Arch Ophthalmol. 1999;117(9):1161-1173. doi:10.1001/archopht.117.9.1161
Abstract

Objective  To evaluate the safety and short-term visual and fluorescein angiographic effects of a single photodynamic therapy treatment with verteporfin with the use of different dosage regimens in patients with choroidal neovascularization (CNV) from age-related macular degeneration.

Design  Nonrandomized, multicenter, open-label, clinical trial using 5 dosage regimens.

Setting  Four ophthalmic centers in North America and Europe providing retinal care.

Participants  Patients with subfoveal CNV caused by age-related macular degeneration.

Methods  Standardized protocol refraction, visual acuity testing, ophthalmic examination, color photographs, and fluorescein angiograms were used to evaluate the effects of a single treatment of photodynamic therapy with verteporfin. Follow-up was planned through 3 months in 97 patients and for less than 3 months in 31 other patients.
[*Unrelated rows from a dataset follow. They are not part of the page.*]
PR #1319, opened 2022-08-04
Add versions to curated plugin response

mfridman:
This PR adds a `versions` field to the curated plugin response so we can display the requested plugin as well as a versions list. 

An argument could be made that we should have a separate endpoint to retrieve all the versions, probably utilizing a List endpoint and then doing filtering. But I think we should avoid proliferation of distinct RPCs and solve consumer objectives.


renahlee (approved):

proto/buf/alpha/registry/v1alpha1/plugin_curation.proto
```diff
@@ -218,6 +218,13 @@ message GetLatestCuratedPluginRequest {
 }
 
 message GetLatestCuratedPluginResponse {
```
unmultimedio, line 220: I guess this and L116 are not true anymore then?

```suggestion
message GetCuratedPluginResponse {
```

Although this'd be a breaking change. So may be just a clarification point and not an actual suggestion.

proto/buf/alpha/registry/v1alpha1/plugin_curation.proto
```diff
@@ -218,6 +218,13 @@ message GetLatestCuratedPluginRequest {
...
-  // The latest plugin.
   CuratedPlugin plugin = 1;
+  // versions is a semver-sorted list in ascending order.
```
unmultimedio, line 222: I suggest showing latest first, when checking versions we usually see them from the most recent to the oldest. Same for the revisions.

Results  The mean visual acuity change (and range of change) from baseline at the follow-up examination at week 12 after a single treatment with regimens 1 through 5 was −0.2 (−3 to +2), −0.9 (−9 to +5), −1.6 (−9 to +2), +0.4 (−8 to +7), and +0.1 (−8 to +9) lines, respectively. Only the highest light dose (150 J/cm2) in regimens 2 and 3, which produced angiographic nonperfusion of neurosensory retinal vessels, caused marked vision loss. Some cessation of fluorescein leakage from CNV was achieved without loss of vision when the light dose used was less than 150 J/cm2. Systemic adverse events were rare. Cessation of fluorescein leakage from CNV was noted in all regimens by 1 week after photodynamic therapy. Fluorescein leakage from at least a portion of the CNV reappeared by 4 to 12 weeks after treatment in almost all cases. Progression of classic CNV beyond the area of CNV identified before treatment was noted in 42 (51%) of the 83 eyes with classic CNV followed up for 3 months after a single treatment. Eyes in which the area of any CNV leakage at 12 weeks was less than at baseline had a significantly better visual acuity outcome (+0.8 line) than eyes in which CNV leakage progressed (−0.8 line).

Conclusions  Photodynamic therapy with verteporfin achieved short-term cessation of fluorescein leakage from CNV without loss of vision or growth of classic CNV in some patients with age-related macular degeneration. Except for nonperfusion of neurosensory retinal vessels at a light dose of 150 J/cm2, no other adverse events were of concern. Randomized clinical trials to investigate whether this new modality can preserve vision in patients with CNV secondary to age-related macular degeneration are justified.